▸ SUPPLIED MATERIAL
________
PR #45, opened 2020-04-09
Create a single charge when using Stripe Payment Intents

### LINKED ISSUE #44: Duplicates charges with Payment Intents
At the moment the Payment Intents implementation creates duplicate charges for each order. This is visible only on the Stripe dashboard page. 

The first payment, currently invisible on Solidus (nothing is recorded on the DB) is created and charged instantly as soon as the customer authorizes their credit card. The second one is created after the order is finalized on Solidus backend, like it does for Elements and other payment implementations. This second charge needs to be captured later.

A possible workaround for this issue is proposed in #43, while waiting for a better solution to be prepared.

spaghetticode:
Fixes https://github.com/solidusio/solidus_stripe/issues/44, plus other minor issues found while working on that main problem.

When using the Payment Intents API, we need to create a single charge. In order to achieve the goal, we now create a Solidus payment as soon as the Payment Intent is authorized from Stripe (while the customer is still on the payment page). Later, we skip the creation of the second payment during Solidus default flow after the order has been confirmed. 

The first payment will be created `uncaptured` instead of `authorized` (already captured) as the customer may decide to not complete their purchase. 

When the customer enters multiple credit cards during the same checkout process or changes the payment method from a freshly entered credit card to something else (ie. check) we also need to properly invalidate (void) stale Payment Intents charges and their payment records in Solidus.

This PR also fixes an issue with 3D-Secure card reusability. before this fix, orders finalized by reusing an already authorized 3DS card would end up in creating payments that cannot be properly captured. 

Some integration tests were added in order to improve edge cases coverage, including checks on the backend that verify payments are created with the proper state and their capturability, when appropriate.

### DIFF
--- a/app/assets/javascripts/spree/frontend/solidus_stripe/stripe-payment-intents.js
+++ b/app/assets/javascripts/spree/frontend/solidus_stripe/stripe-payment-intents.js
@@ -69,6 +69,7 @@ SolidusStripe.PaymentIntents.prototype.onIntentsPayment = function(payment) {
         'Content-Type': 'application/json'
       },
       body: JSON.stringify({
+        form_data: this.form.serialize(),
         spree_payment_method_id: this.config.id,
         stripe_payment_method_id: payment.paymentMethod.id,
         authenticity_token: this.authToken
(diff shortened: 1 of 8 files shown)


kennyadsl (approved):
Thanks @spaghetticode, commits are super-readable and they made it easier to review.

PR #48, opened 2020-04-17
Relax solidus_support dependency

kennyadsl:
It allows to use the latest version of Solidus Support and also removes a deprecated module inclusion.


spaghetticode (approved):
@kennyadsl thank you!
________
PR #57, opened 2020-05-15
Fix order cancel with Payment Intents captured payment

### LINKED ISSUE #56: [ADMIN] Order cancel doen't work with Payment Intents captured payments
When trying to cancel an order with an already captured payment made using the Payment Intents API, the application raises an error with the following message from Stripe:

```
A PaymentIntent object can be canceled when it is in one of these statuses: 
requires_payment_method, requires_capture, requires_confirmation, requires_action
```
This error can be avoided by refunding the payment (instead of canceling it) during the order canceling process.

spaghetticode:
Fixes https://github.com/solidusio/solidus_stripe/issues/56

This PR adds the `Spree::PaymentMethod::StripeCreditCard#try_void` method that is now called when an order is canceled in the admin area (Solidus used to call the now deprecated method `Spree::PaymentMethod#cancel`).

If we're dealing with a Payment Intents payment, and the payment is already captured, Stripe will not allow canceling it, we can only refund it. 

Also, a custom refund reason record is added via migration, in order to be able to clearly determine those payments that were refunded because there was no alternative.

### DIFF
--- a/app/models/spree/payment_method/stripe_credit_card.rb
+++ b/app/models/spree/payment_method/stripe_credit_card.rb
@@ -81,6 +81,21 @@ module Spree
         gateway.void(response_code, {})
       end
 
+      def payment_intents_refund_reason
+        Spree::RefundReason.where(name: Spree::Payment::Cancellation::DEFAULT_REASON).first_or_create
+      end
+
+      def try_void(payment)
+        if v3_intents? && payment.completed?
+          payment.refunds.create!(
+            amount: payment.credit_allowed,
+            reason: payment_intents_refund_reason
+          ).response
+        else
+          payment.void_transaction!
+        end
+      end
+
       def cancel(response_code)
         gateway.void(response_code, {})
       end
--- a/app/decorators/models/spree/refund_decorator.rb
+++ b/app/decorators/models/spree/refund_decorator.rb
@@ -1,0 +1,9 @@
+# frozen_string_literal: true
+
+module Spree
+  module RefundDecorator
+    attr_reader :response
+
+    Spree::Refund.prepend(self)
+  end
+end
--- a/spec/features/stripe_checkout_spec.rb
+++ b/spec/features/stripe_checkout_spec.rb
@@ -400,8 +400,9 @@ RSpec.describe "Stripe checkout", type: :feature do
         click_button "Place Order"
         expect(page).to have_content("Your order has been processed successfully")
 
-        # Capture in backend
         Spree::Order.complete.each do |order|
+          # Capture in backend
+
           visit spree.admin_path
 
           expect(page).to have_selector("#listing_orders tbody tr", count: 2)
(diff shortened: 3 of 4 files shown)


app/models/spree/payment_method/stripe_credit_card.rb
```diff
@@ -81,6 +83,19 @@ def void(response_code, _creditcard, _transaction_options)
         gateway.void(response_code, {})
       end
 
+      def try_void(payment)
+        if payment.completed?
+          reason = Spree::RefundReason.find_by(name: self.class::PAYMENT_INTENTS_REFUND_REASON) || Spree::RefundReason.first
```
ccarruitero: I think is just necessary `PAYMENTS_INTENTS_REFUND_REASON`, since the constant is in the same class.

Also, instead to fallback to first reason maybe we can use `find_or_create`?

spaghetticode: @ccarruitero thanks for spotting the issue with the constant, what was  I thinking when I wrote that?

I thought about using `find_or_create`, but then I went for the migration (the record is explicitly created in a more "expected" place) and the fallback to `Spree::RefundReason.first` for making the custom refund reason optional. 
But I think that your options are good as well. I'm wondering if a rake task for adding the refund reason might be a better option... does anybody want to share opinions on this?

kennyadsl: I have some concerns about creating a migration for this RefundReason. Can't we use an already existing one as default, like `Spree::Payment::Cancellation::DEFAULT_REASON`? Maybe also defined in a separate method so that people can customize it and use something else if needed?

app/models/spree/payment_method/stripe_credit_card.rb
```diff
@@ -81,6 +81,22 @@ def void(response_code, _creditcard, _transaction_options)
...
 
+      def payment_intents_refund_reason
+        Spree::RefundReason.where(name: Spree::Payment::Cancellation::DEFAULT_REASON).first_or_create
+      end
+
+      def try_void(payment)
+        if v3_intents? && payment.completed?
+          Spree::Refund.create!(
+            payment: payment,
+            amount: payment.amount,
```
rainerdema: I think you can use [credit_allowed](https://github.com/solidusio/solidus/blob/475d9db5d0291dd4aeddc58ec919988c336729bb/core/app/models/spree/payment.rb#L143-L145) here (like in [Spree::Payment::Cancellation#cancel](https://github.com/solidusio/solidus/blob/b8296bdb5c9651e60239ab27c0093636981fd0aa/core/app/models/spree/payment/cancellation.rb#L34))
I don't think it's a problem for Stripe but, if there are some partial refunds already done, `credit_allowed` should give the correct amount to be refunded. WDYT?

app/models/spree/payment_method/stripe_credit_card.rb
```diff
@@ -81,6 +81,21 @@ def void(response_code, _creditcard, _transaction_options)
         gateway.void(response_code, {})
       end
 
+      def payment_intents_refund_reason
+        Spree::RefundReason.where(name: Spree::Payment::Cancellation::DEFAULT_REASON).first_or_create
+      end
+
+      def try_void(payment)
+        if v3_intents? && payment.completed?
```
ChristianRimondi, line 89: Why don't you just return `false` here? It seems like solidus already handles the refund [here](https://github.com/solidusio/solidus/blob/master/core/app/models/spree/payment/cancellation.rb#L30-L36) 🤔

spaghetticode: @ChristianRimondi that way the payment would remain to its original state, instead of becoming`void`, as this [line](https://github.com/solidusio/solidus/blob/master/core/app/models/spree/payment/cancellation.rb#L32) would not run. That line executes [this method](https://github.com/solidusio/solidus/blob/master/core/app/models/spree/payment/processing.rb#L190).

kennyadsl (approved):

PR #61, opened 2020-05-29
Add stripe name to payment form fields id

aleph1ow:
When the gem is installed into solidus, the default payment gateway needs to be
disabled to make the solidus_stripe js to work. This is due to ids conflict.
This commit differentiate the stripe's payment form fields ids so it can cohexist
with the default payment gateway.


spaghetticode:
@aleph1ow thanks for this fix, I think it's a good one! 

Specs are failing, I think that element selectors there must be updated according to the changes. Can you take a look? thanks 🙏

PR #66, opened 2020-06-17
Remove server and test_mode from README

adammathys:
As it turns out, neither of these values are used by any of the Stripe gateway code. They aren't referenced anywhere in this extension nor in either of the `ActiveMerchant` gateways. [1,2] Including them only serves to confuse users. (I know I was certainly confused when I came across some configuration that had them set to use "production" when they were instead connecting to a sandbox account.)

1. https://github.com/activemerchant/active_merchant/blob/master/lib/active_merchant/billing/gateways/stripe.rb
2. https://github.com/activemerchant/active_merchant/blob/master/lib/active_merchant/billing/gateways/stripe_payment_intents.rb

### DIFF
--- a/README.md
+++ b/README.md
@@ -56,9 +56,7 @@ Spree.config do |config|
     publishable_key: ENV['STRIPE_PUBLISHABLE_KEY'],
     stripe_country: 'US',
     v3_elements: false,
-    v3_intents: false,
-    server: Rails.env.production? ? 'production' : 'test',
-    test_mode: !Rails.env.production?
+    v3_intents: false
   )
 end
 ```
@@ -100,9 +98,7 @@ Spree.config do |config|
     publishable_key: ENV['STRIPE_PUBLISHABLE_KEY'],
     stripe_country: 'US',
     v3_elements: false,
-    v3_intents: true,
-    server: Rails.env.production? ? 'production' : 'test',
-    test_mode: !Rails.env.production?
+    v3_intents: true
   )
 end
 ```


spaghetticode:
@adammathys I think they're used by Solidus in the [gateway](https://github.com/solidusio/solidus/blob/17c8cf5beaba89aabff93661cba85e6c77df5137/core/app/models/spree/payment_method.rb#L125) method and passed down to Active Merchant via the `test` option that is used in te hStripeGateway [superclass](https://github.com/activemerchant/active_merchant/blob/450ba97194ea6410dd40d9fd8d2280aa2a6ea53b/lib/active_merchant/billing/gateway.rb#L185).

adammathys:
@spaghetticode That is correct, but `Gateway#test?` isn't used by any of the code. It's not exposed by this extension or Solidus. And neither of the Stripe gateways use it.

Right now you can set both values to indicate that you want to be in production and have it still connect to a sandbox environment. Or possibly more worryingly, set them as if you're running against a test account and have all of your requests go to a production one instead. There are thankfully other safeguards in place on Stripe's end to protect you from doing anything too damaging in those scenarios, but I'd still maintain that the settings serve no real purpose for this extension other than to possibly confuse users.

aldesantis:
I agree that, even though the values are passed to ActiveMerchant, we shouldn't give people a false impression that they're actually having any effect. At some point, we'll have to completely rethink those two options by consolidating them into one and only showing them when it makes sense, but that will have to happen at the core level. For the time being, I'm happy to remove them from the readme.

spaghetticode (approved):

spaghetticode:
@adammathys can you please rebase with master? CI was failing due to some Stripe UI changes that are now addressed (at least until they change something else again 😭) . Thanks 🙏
________
▸ HOW TO COMPLETE THIS TASK
Every line with the string "failing" in the material should be returned.

▸ EXERCISE OUTPUT
Specs are failing, I think that element selectors there must be updated according to the changes. Can you take a look? thanks 🙏
@adammathys can you please rebase with master? CI was failing due to some Stripe UI changes that are now addressed (at least until they change something else again 😭) . Thanks 🙏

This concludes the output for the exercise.